Where do you see this field heading?  What’s unanswered (or just beginning to be answered) that you are curious about?

Of course, the field should not move in just one direction, but continue to explore different avenues. I’d love to read more work on animal minds and I think the rise of disability studies opens up really important vistas of thought on neurodiversity, a term that is currently being theorized in really fascinating ways. In terms of my own interests, in the future I hope to collaborate with (social) scientists to produce some studies on the neurological and psychological effects of watching performances of religious violence, such as passion plays. The more we can replace interdisciplinary squabbling with creative collaboration, the more mind studies will continue to thrive in literature departments and elsewhere.

 

Selections from Paul’s Work:

Below you will find the abstract for Paul’s article in PMLA (vol. 30, num. 5), “Better Living through Dread: Medieval Ascetics, Modern Philosophers, and the Long History of Existential Anxiety.”  
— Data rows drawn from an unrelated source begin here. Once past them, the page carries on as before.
Issue #1617, opened 2023-12-22
Teams: As a user I can sort and search teams in TEAMS pages to quickly find information that interests me


AdrianDudko:
**Teamwork task:** https://tw.auroracreation.com/#/tasks/15716167
**Created by:** @AdrianDudko 

**Notes**
- check annotations in Figma
- check mobile/tablet design in Figma

**Description**
As a user, I can sort and search teams in TEAMS pages to quickly find information that interests me. 

There's no Teams page in the old UI. 

**Acceptance criteria**

General requirements:
- UI should match the Figma design

Search teams:
- searching for phrases in team names and descriptions
	
Sort Teams by Team funds and Reputation percentage:
- Highest to lowest
- Lowest to highest

**Out of scope**
- Teams page itself

**Design**

Filtering:
https://www.figma.com/file/5V8pr7iMwXsT9L3VAZsmUt/Colony-V5?type=design&node-id=8532-446373&mode=design&t=Q903NY6Ejo3qCPgB-4
![image.png](https://s3.dualstack.eu-west-1.amazonaws.com/tw-eu-inline/437576/0/0/a6e3ff0490613bbaae3c52d810200b1a.png)
![image.png](https://s3.dualstack.eu-west-1.amazonaws.com/tw-eu-inline/437576/0/0/a6e6427fcb5a6363b761082cb33415a3.png)
![image.png](https://s3.dualstack.eu-west-1.amazonaws.com/tw-eu-inline/437576/0/0/a6ed1f3cb1b065402ff01160ba22f584.png)

PR #1889, opened 2024-02-12
feat: added teams page filter

CzarekDryl:
https://tw.auroracreation.com/app/tasks/15716167

## Description

- Added filters to teams page

Resolves [1617](https://github.com/JoinColony/colonyCDapp/issues/1617)

### DIFF
--- a/src/components/frame/v5/pages/TeamsPage/hooks.tsx
+++ b/src/components/frame/v5/pages/TeamsPage/hooks.tsx
@@ -3,16 +3,20 @@ import {
   // @todo: uncomment when decisions page will be ready
   // Handshake,
   Layout,
+  Star,
   Pencil,
   PresentationChart,
   Users,
+  Cardholder,
 } from '@phosphor-icons/react';
-import React, { useCallback } from 'react';
+import React, { useCallback, useState } from 'react';
 
 import { Action } from '~constants/actions.ts';
 import { useActionSidebarContext } from '~context/ActionSidebarContext/index.tsx';
 import { useColonyContext } from '~context/ColonyContext.tsx';
 import { useMemberContext } from '~context/MemberContext.tsx';
+import { ModelSortDirection } from '~gql';
+import { useMobile } from '~hooks';
 import { useActivityData } from '~hooks/useActivityData.ts';
 import useGetSelectedDomainFilter from '~hooks/useGetSelectedDomainFilter.tsx';
 import {
@@ -24,18 +28,20 @@ import {
   TEAM_SEARCH_PARAM,
 } from '~routes/index.ts';
 import Numeral from '~shared/Numeral/index.ts';
+import { convertToDecimal } from '~utils/convertToDecimal.ts';
 import { formatText } from '~utils/intl.ts';
 import { getBalanceForTokenAndDomain } from '~utils/tokens.ts';
 import { ACTION_TYPE_FIELD_NAME } from '~v5/common/ActionSidebar/consts.tsx';
-import {
-  type TeamCardListItem,
-  type TeamCardListProps,
-} from '~v5/common/TeamCardList/types.ts';
+import { type TeamCardListItem } from '~v5/common/TeamCardList/types.ts';
 import Link from '~v5/shared/Link/index.ts';
 
 import { getMembersList } from '../MembersPage/utils.ts';
 
-export const useTeams = (): TeamCardListProps['items'] => {
+import { type TeamsPageFilterProps } from './partials/TeamsPageFilter/types.ts';
+import { TeamsPageFiltersField, type TeamsPageFilters } from './types.ts';
+
+export const useTeams = () => {
+  const isMobile = useMobile();
   const { colony } = useColonyContext();
   const selectedDomain = useGetSelectedDomainFilter();
   const { domains, balances, nativeToken, name: colonyName } = colony || {};
@@ -106,6 +112,14 @@ export const useTeams = (): TeamCardListProps['items'] => {
           members: getDomainMembers(nativeId),
           isMembersListLoading: membersLoading,
           reputation: reputationPercentage ? Number(reputationPercentage) : 0,
+          balanceValue: convertToDecimal(
+            getBalanceForTokenAndDomain(
+              balances,
+              nativeToken?.tokenAddress || '',
+              nativeId,
+            ) || 0,
+            nativeToken?.decimals || 0,
+          )?.toNumber(),
           balance: (
             <Numeral
               value={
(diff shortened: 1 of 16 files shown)


melyndav (changes requested):
Hey again @CzarekDryl thanks for working on those issues! A couple more:

1. Search heading on mobile should be capitals. 

image

2. I have the icon in the filter button as being globally 18x18 px to match the secondary buttons.
image

https://www.figma.com/file/l1dOM5qiQYwF0ElvKDqqjg/Design-System---Colony-v3?type=design&node-id=1782-13112&mode=design&t=blzmU3Z0fqsjGXuj-4

iamsamgibbs (changes requested):
Nice job! This is looking good to me. The only thing that I've noticed, is there isn't a "No results" state when there are no matches. I couldn't find anything in the design for this though, so may require some input from @melyndav 

Screenshot 2024-02-13 at 09 43 25

src/components/frame/v5/pages/TeamsPage/hooks.tsx
```diff
@@ -238,5 +252,110 @@ export const useTeams = (): TeamCardListProps['items'] => {
...
+      }
+      if (reputation?.descending) {
+        return b.reputation - a.reputation;
+      }
+    }
+
+    return 0;
+  };
+
+  const sortedTeams = teams.sort(sortTeam);
```
jakubcolony, line 292: `.sort` modifies the original array so please make sure you're using spread operator like so to avoid unexpected behaviour down the line: `[...teams].sort()`

jakubcolony (changes requested):
Thanks for your work @CzarekDryl, functionally all seems to be working well apart from the empty state mentioned by @iamsamgibbs.

Code-wise, I'm just wondering if the sorting logic could be made a bit simpler and extendable (if we want to add more fields to sort on). I think the state could be refactored to closer resemble the actual requirements (for example, only a single field can be sorted upon).

Do you think it's possible for the `useTeams` hook, instead of keeping track of this potentially ever-growing object:
```
funds: {
  ascending: false,
  descending: false,
},
reputation: {
  ascending: false,
  descending: false,
},
```
to simply keep track of the field it's sorted upon (funds/reputation) and the direction? That way the state will never grow even if you keep adding new fields to sort upon:
```
const sortState = { 
  field: 'funds',
  direction: 'asc',
}
```

You wouldn't need the `sortTeams` function to consider each field individually, instead it could be reduced to something like this:
```
if(sortState.direction === 'asc')
  return a[sortState.field] - b[sortState.field];
else 
  return b[sortState.field] - a[sortState.field];
```

This would potentially remove the need for the `allowSingleSelect` param too, as by modelling your state in this way, you inherently disallow having more than one field selected:
```
// changing from reputation asc to funds desc:
sortState = {
  field: 'funds',
  direction: 'desc'
}
// no need to "clear" reputation asc sorting!
```

The data we're keeping in state or passing around should be as lean as possible (because it can be mapped into whatever more complex object the UI needs in the UI layer). 

Those are some potential ideas (and they might be flawed), but please consider making the logic sorting specific rather than trying to fit it in within the filters. Thanks!

melyndav:
> Nice job! This is looking good to me. The only thing that I've noticed, is there isn't a "No results" state when there are no matches. I couldn't find anything in the design for this though, so may require some input from @melyndav
> 
> Screenshot 2024-02-13 at 09 43 25

@iamsamgibbs @CzarekDryl there will always be a team 'general' and the filters are actually sorting, so there should always be a result available.

melyndav:
> Nice job! This is looking good to me. The only thing that I've noticed, is there isn't a "No results" state when there are no matches. I couldn't find anything in the design for this though, so may require some input from @melyndav
> 
> Screenshot 2024-02-13 at 09 43 25

@CzarekDryl the empty state for searching as picked up by @iamsamgibbs is here - https://www.figma.com/file/PtHSWX6tMcNC3hO604tKMR/Teams?type=design&node-id=2486-7833&mode=design&t=5ae8oEhpqJKiqcsr-4

image

CzarekDryl:
@jakubcolony Thanks for checking. I did as you wrote, logic is simplified but I had to add a new component to the teams page.

iamsamgibbs (approved):
This looks great, thanks for adding the "no results" state.

I agree with jakub that `allowSingleSelection` is misleading and should be renamed.

melyndav (approved):
Another one smashed out of the park. Thanks @CzarekDryl! Approved.

melyndav (changes requested):
Sorry @CzarekDryl I just picked up that the active filters are missing. When a user has any type of filter, sort or search active it should show on desktop and mobile that a filter is active. 

image

src/components/frame/v5/pages/TeamsPage/types.ts
```diff
@@ -0,0 +1,11 @@
+import { type ModelSortDirection } from '~gql';
+
+export enum TeamsPageFiltersEnum {
```
jakubcolony, line 3: Being nit-picky but a small suggestion: `TeamsPageFiltersField`?

jakubcolony (dismissed):
Thanks for making changes @CzarekDryl, code-wise all looks good, nice work 👍

iamsamgibbs (changes requested):
Thanks for the changes, but there are some changes needed to how the active filter works.

On page load, the default "Funds: Highest to Lowest" filter is already selected in the dropdown but doesn't appear as the active filter.

Screenshot 2024-02-16 at 08 27 49

The 'x' button on the active filter is misleading as the default filter gets applied when one is removed, then the 'x' button does nothing on the default filter.

https://github.com/JoinColony/colonyCDapp/assets/34915414/1d9f8dd2-d3f8-43c8-8512-d9789e24a1c1

May need some guidance from @melyndav on how this is supposed to work.

melyndav (changes requested):
Hey Cezary @CzarekDryl thanks for all your continued work on this PR. 👍 

Just a minor change request, can we make sure the text in the blue active tabs that show when a sort has been selected have the same grammar as inside the dropdown menu.

As you can see, the H is capitalised in the blue tab but not the dropdown. 
image

Also the x icon should in the blue pill should be 12x12px as per Figma with 8px padding between the icon and the text.

image

melyndav:
@iamsamgibbs all pages with filters will have a default sort applied (rep, funds, member type etc), but this is not shown to the user. Once they change the sort properties, the active filter/sort pill is then shown.

iamsamgibbs (changes requested):
Thanks for the changes on this. Only one tiny thing, the padding between the text and the X should be 8px and it is currently 4px.

Screenshot 2024-02-19 at 08 56 43

src/components/frame/v5/pages/TeamsPage/types.ts
jakubcolony: This is still outstanding @CzarekDryl

jakubcolony (approved):
Re-approving

iamsamgibbs (dismissed):

iamsamgibbs (dismissed):

melyndav (dismissed):
Hey @CzarekDryl - looks like the desktop filters have carried over to mobile since these were added.

image

iamsamgibbs (approved):

src/components/frame/v5/pages/TeamsPage/partials/TeamsPageFilter/TeamsPageFilter.tsx
```diff
@@ -0,0 +1,260 @@
...
+import Header from '~v5/shared/SubNavigationItem/partials/Header.tsx';
+
+import { type TeamsPageFiltersField } from '../../types.ts';
+
+import {
+  type TeamsPageFilterRootProps,
+  type TeamsPageFilterProps,
+} from './types.ts';
+
+const RootFilter: FC<TeamsPageFilterRootProps> = ({
```
ArmandoGraterol, line 26: This component could be in its own file

ArmandoGraterol (changes requested):
The highest to lowest rep filter is active default, yet the label doesn't appear when you initially load the page, it only appears if I select that filter again.
Screenshot 2024-02-23 at 14 23 36

Whenever I open a submenu of the filter, it shows a warning, somewhere in that code there are elements that need keys:
Screenshot 2024-02-23 at 14 23 48

CzarekDryl:
@ArmandoGraterol Here is Melynda comment about this pill visibility - https://github.com/JoinColony/colonyCDapp/pull/1889#issuecomment-1948118991

ArmandoGraterol (approved):
> Here is Melynda comment about this pill visibility

My bad! I didn't see that comment. Looks good to me 👍 Thank you for the changes.

warrencolliver (approved):
looking good. Nothing to add from me

rdig (approved):
All good now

Intellectual historians often credit Søren Kierkegaard as existential anxiety’s prime mover. Arguing against this popular sentiment, this essay reads Kierkegaard not as the ex nihilo inventor of existential anxiety but as a modern practitioner of a deep-historical, dread-based asceticism. Examining a wide range of Middle English devotional literature alongside some canonical works of modern existentialism, it argues that Kierkegaard and the existentialists who followed him participated in a Judeo-Christian tradition of dread-based asceticism, the popularity of which had dwindled since the Middle Ages but never vanished. Following medieval ascetics, modern philosophers like Kierkegaard, Martin Heidegger, and Jean-Paul Sartre cultivated and analyzed anxiety in an effort to embody authenticity. By considering premodern ascetics early existentialists and modern existentialists latter-day ascetics, the essay sees the long history of existential anxiety as an ascetic tradition built around the ethical goal of living better through dread.